Ana Sofia entrou em contacto com o boccia em 2010 quando ingressou na instituição, recorda ao mediotejo.net. “Comecei a treinar e apaixonei-me”, conta. “Era responsável por um clube, tinha dança, uma banca de fazer doces, um jornal… e abdiquei de tudo para treinar.” A mudança sucedeu quando a fasquia elevou e começou a ser chamada à seleção nacional e a competições internacionais, mas frisa que não tem remorsos das opções tomadas.

A entrada na seleção, admite a equipa fatimense, deu-se para preencher uma quota feminina, que começou a ser exigida no boccia. “Entretanto as coisas mudaram e ela evoluiu bastante”, adianta o treinador, frisando que Ana Sofia conseguiu mostrar o mérito na modalidade. Em Tóquio acabou inclusive por fazer a prova individual, quando, até poucas semanas antes, só estava previsto entrar na prova de equipas. Uma pressão acrescida que trouxe novos desafios à atleta.

Mas a própria chegada ao Japão foi feita de percalços e reviravoltas. Em outubro de 2019, no apuramento na Póvoa do Varzim, não se acreditava na possibilidade de a jogadora de Fátima ir mais além, uma vez que era necessário ficar em primeiro lugar na competição para conseguir participar nos Jogos Paralímpicos. “Já ninguém acreditava”, constata Celina Lourenço. “Nem nós mesmos”, admite Ana Sofia. “Era quase impossível, mas aconteceu”, recorda o treinador.

Com “nervos até ao fim”, a atleta conseguiu o resultado necessário para entrar na equipa olímpica. “Foi muito emocionante”, recorda, um momento de muitas lágrimas para todos os envolvidos no esforço da jovem. 

A pandemia não lhe retirou a promessa da viagem ao Japão, mas deixou-a sem treinos regulares durante cerca de um ano. David Henriques explica que a situação pôde ser contornada porque Ana Sofia vive numa instituição, mas os estágios só regressaram este ano e foram mais alargados, com regras rígidas e períodos de isolamento a que se seguiam novos estágios. O Centro João Paulo II, frisa-se, fez os possíveis para que a atleta pudesse treinar e cumprir o seu sonho olímpico. 
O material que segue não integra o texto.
PR #4343, opened 2019-06-25
new test case for verifying payment allocations is disabled

skristem:
# Critical Changes

# Changes

# Issues Closed

# New Metadata

# Deleted Metadata

### DIFF
--- a/robot/Cumulus/tests/browser/npsp_settings/verify_payment_allocations_setting.robot
+++ b/robot/Cumulus/tests/browser/npsp_settings/verify_payment_allocations_setting.robot
@@ -1,0 +1,17 @@
+*** Settings ***
+
+Resource        robot/Cumulus/resources/NPSP.robot
+Suite Setup     Open Test Browser
+Suite Teardown  Delete Records and Close Browser
+
+*** Test Cases ***
+
+Verify Payment Allocations is Disabled by Default
+    [tags]  unstable
+    Populate Field By Placeholder    Quick Find    Custom Settings
+    Click Element With Locator    custom_settings.subtree    Custom Settings
+    Select Frame And Click Element    Custom Settings    custom_settings.link    Allocations Settings    Manage
+    Choose Frame    Custom Setting Allocations Settings
+    Wait Until Element Is Visible  text:Default Organization Level Value
+    Checkbox Status    Payment Allocations Enabled    Not Checked
+    
--- a/robot/Cumulus/tests/browser/npsp_settings/verify_payment_allocations_setting.robot
+++ b/robot/Cumulus/tests/browser/npsp_settings/verify_payment_allocations_setting.robot
@@ -7,10 +7,11 @@ Suite Teardown  Delete Records and Close Browser
 *** Test Cases ***
 
 Verify Payment Allocations is Disabled by Default
-    [tags]  unstable
-    Populate Field By Placeholder    Quick Find    Custom Settings
-    Click Element With Locator    custom_settings.subtree    Custom Settings
+    [tags]  stable
+    Go To Setup Page    CustomSettings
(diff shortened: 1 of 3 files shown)


robot/Cumulus/tests/browser/npsp_settings/verify_payment_allocations_setting.robot
```diff
@@ -0,0 +1,17 @@
...
+
+Resource        robot/Cumulus/resources/NPSP.robot
+Suite Setup     Open Test Browser
+Suite Teardown  Delete Records and Close Browser
+
+*** Test Cases ***
+
+Verify Payment Allocations is Disabled by Default
+    [tags]  unstable
+    Populate Field By Placeholder    Quick Find    Custom Settings
```
davidmreed: Question: There's a direct link available to the Custom Settings home, `/lightning/setup/CustomSettings/home`. Would it be more stable to navigate via relative URL rather than manipulating Quick Find?

robot/Cumulus/tests/browser/npsp_settings/verify_payment_allocations_setting.robot
```diff
@@ -0,0 +1,17 @@
+*** Settings ***
+
+Resource        robot/Cumulus/resources/NPSP.robot
+Suite Setup     Open Test Browser
+Suite Teardown  Delete Records and Close Browser
+
+*** Test Cases ***
+
+Verify Payment Allocations is Disabled by Default
+    [tags]  unstable
```
davidmreed: This test passed on the build I am looking at. Do we have any way to identify the source of any instability and see if we can get it to stable?

skristem: the test is stable as far as I see but I always mark new tests as unstable to be on safe side to not let dev's panic. What do u suggest

davidmreed: Well, I'm just concerned about your hard work on new tests being put into a box called "unstable" where we don't care about, and maybe don't even look at, the results because they're not stable. Is there a process for reviewing unstable tests and moving them to stable if they are working consistently?

I am definitely not a Robot expert, but my general thought is that if we think a test works consistently based on what we can see, let's treat it as a real, stable test so that we get value from its results, and if we see that it's unstable then let's change it. But I'm open to being persuaded by the Robot team that that's not the right framework to apply here. Any thoughts, @Safiyab, or @boakley?

skristem: yes I agree with you and that's why I had brought up this topic couple of times in our robot meetings but we never came to a solution. But for now can u plz approve it so that I can merge for regression tomorrow? and later we based on what we decide I can change the status accordingly

boakley: I think the `unstable` tag is good as a temporary fix while a test is being developed, but there's no point in keeping unstable tests around. There's not much point in having a test we can't rely on. 

I don't think we have any sort of official policy about this, but we probably need to. For example, we may want to decide it's ok to push unstable tests on a branch, but a branch should never be merged into master if it has unstable tests.

davidmreed: I will go ahead and approve to let the QE team move this into operation, since it clearly does no harm, but let's definitely continue discussing this subject and pushing to get Robot tests marked as stable.

robot/Cumulus/tests/browser/npsp_settings/verify_payment_allocations_setting.robot
skristem: changed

A viagem ao Japão foi tranquila, embora sem tempo para passeios. “Foram muito acolhedores, muito simpáticos”, refere Ana Sofia, lembrando porém o rigor que colocavam nas regras. Apesar das derrotas e de admitir que os nervos atrapalharam o seu desempenho na fase inicial, afirma que aprendeu muito. “Foi uma grande lição.” E agora já sonha com os próximos campeonatos internacionais e os Jogos Paralímpicos de 2024. 

Ana Sofia e Celina formam um corpo de jogo. A primeira fica encarregue de toda a parte estratégica, a segunda dos movimentos físicos, respondendo às indicações da atleta Foto: mediotejo.net

Segundo David Henriques, o Centro tem os meios necessários ao treino da modalidade, sendo que a Câmara de Ourém também apoia a atleta, que recebe ainda uma bolsa. A parceira, Celina Lourenço, é uma funcionária da instituição que começou a ajudar Ana Sofia e agora dedica parte do seu tempo de trabalho à modalidade e ao acompanhamento da atleta nas deslocações. Conseguiram-se assim reunir as condições para que a jovem possa dedicar-se ao boccia e estar ao nível da alta competição.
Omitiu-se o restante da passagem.